By the time those waves arrived at Earth, they had spread out so only 36 million J of energy impacted the entire planet: about as much energy as Manhattan receives from 0.7 seconds worth of sunshine. The mirrors in LIGO’s detectors were moved by less than a thousandth of a proton’s width, altering the light paths and changing the photon energy ever-so-slightly. Less than a microjoule was deposited in each detector. And yet, that was enough to lead to a robust detection, not just the first time, but for more than 50 independent occurrences now.
The only way you can ever directly detect a gravitational wave — or any signal, for that matter — is if it has a physical effect on the system you’ve set up to measure it. But all of our detection systems are made of matter, and causing a physical change in that system is tantamount to changing its configuration: something that requires an input of external energy.

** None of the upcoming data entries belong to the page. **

PR #640, opened 2022-11-15
Add Pipeline Substation preset

arch0345:
Adds a preset for [`pipeline=substation`](https://wiki.openstreetmap.org/wiki/Tag:pipeline%3Dsubstation). I noticed that the preset for `pipeline=valve` was under `man_made/pipeline` so I decided to also add this preset here. Would it make more since for these to get moved to its own directory as they don't have `man_made=pipeline`?


tyrasd:
> Would it make more since for these to get moved to its own directory

Yes, please. All presets in a directory should be sub-presets of the corresponding parent preset (here: `man_made/pipeline`), meaning that they should have the parent's tags (here: `man_made=pipeline`) plus a number of additional tags.

I'd move the Pipeline Valve and Pipeline Substation presets into a new top-level `pipeline` directory. Optimally alongside a generic (unsearchable, low `matchScore`) preset for [other `pipeline=*`](https://taginfo.openstreetmap.org/keys/pipeline#values) objects.

arch0345:
> I'd move the Pipeline Valve and Pipeline Substation presets into a new top-level `pipeline` directory. Optimally alongside a generic (unsearchable, low `matchScore`) preset for [other `pipeline=*`](https://taginfo.openstreetmap.org/keys/pipeline#values) objects.

I noticed other unsearchable generic presets such as the one for `power=*` don't have a specified `matchScore` so I left it out

tyrasd:
Right. Some of these fallback presets do have it (e.g. the one for `man_made=*`), but it's actually redundant since the `"searchable": false` should already be enough to keep it from matching where we don't want it to match.

data/presets/pipeline/substation.json
```diff
@@ -0,0 +1,22 @@
+{
+    "icon": "temaki-powered_pump",
+    "fields": [
+        "name",
+        "substation",
```
tyrasd, line 5: This field has strings for options which are specific for electrical substations. We should probably add a dedicated `substation/pipeline` field for this with the [corresponding values](https://wiki.openstreetmap.org/wiki/Key:substation#Pipeline_dedicated_substations).

tyrasd (changes requested):
Thanks. Looks great. I only noticed one issue with the `substation` field, see below.

data/presets/pipeline/substation.json
arch0345: Thanks for catching this!

data/presets/_pipeline.json
```diff
@@ -0,0 +1,18 @@
...
+        "operator"
+    ],
+    "geometry": [
+        "point",
+        "vertex",
+        "line",
+        "area"
+    ],
+    "tags": {
+        "natural": "*"
```
tyrasd, line 14: I assume this should have been the `pipeline` tag here, right? I've totally overlooked it when reviewing the PR. :see_no_evil:

tyrasd: This was spotted in https://www.transifex.com/openstreetmap/id-editor/translate/#pl/$/442611093 by @gdabski

It's fixed in 4f70a708b3a96c02104777f1cfecef895c73970e

PR #644, opened 2022-11-17
Adding winter diesel to multi fields

tohaklim:
At first I thought I needed to edit the fields file too, but assume not?


data/fields/fuel/fuel_multi.json
```diff
@@ -8,6 +8,7 @@
             "GTL_diesel": "GTL Diesel",
             "HGV_diesel": "Truck Diesel",
             "biodiesel": "Biodiesel",
+            "diesel:class2": "Cold-weather Diesel",
```
1ec5, line 11: I don’t think this should be added to the global `fuel:*` field, because “class 2” only means winter diesel or arctic diesel in some countries. The key `diesel:class2` would be very confusing in other countries, for example the U.S., where “Diesel #2” is ordinary diesel, but there is winter blend diesel and winterized diesel, which would have to be tagged differently because it doesn’t meet the EU’s EN590 standard as described on the wiki page.

As we add fuel types specific to other countries, we should split out new field JSON files for those countries. That will allow us to tie the string more closely to the fuel’s name in each country, so that users don’t have to be well-versed in the international oil trade to tag what they see on the gas station’s signage.

tohaklim: I admit I am not familiar with all of the winterised diesel standards worldwide, however this seems like a tag applicability rather than a schema issue? Using the same argument, one could think that biodiesel and "HGV diesel" may mean different, equally confusing, things to mappers in different countries. This will not be resolved until a single standard is implemented - which is unrealistic. From memory, there was similar confusion about octane tagging and how this is assessed in the US.
The wiki definition seems quite broad, and can be applied to various winterised diesels, however the tag only needs to be specific enough for a mapper seeing "Winter diesel" to be able to tag that. "class2" is a more generic term, looking at tag usage worldwide, than may seem.

1ec5: The difference with `biodiesel` and `hgv_diesel` is that we aren’t taking a more general concept and applying a key that says something highly specific to a particular country or region’s regulations. The analogy with octane numbers supports my point: U.S. mappers are tagging the signposted octane numbers as is, without converting them to European octane numbers (which would be impossible).

[The wiki table](https://wiki.openstreetmap.org/wiki/Special:PermanentLink/2429851#How_to_map) currently defines `fuel:diesel:class2` as:

> [Diesel for colder weather climates](https://en.wikipedia.org/wiki/Winter_diesel_fuel#Arctic_diesel) (with a threshold filtration temperature of −32 °C), on the EU EN590 scale. Can be branded as "winter diesel", "Arctic diesel", "diesel −32 °C", etc., depending on the location.

It goes on to describe a `fuel:diesel:class0` for certain winter diesels. You may consider the definition to be broad, but it’s tied to an EU standard. In regions that make different distinctions, no one would be able to map these keys back to a real-world fuel type for end users.

`fuel:diesel:class2` is only being used in Europe, with the exception of [one gas station in the U.S.](https://www.openstreetmap.org/way/824731205) where the mapper probably didn’t fully comprehend the definition on the wiki.

To be clear, I see no problem with adding `fuel:diesel:class2` to fuel_multi-RU.json, but adding it to fuel_multi.json would make it more difficult for us to promote common-sense tagging outside Europe. I think you should be able to add a `strings` object to fuel_multi-RU.json that contains just the string for `diesel:class2`, and schema-builder should continue to cross-reference fuel_multi.json for all the other strings.

tohaklim: See your point (although I think "Truck diesel" for HGV diesel is even worse of a generalisation. To me, the wiki reads like it would apply to any diesel with a filtration temp of -32.
I've changed the commit to only touch the RU multi box (assume it is specific to Russia, they use the same standard)

tohaklim: Actually, thinking about it, how about adding this with a more specific label eg "EU winter diesel", given there is no EU JSON that I see (Russia seems to be the only one)

1ec5: > To me, the wiki reads like it would apply to any diesel with a filtration temp of -32.

That’s part of the conundrum. The U.S. and Canada [define](https://en.wikipedia.org/wiki/Winter_diesel_fuel#United_States) winter blend diesel in terms of relative temperature, not on an absolute temperature scale

>  I've changed the commit to only touch the RU multi box (assume it is specific to Russia, they use the same standard)

You’ll want to also add the `strings` object to this file as I mentioned above. Otherwise, there would be no opportunity to translate `class2` to Russian in Transifex.

> Actually, thinking about it, how about adding this with a more specific label eg "EU winter diesel", given there is no EU JSON that I see (Russia seems to be the only one)

We could create a field for the whole EU just like there is for Russia. The `locationSet` property is evaluated by [country-coder](https://github.com/ideditor/country-coder/), which supports `EU` as a location.

tohaklim: Getting out of my depth here - is copying the `strings` section from global Fuel Multi enough, with class2 added?

Given how I am not familiar with the schema to be able to tell, what other dependencies there are for creating a location-specific multibox

data/fields/fuel/fuel_multi-RU.json
```diff
@@ -2,6 +2,37 @@
...
+            "octane_100": "Gasoline (100 Octane)",
+            "e10": "E10 Gasoline",
+            "e85": "E85 Gasoline",
+            "lpg": "Liquefied Natural Gas (LPG)",
+            "cng": "Compressed Natural Gas (CNG)",
+            "propane": "Propane",
+            "LH2": "Liquid Hydrogen",
+            "h70": "Gaseous Hydrogen (700 bar)",
+            "adblue": "AdBlue / AUS 32",
+            "adblue:canister": "AdBlue / AUS 32 (sold in canisters)"
```
1ec5, line 33: @tyrasd, do you know if it’s necessary to copy the whole object here? Does `stringsCrossReference` merge the cross-referenced object with the object defined here? Copying all the strings here would create some extra work for translators – not too much right now, but it could become more pronounced as we add more country-specific versions of this field.

tyrasd:
This value does not seem to be [approved](https://wiki.openstreetmap.org/w/index.php?oldid=1146539), nor does it have [much traction](https://taginfo.openstreetmap.org/keys/fuel%3Adiesel%3Aclass2#chronology)[^1] in usage.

Regardless of the method involved, detections always require the deposition of energy.
In order for gravitational wave detectors to work, three things had to be true. Gravitational waves had to carry energy, that energy needed to be generated in sufficient amounts that it could affect a detector by the time it arrived at Earth, and we needed to build a sufficiently clever detector to extract that energy and turn it into an observable signal. Remarkably, from the first inkling of an idea to direct detection, it only took a century for humanity to get there.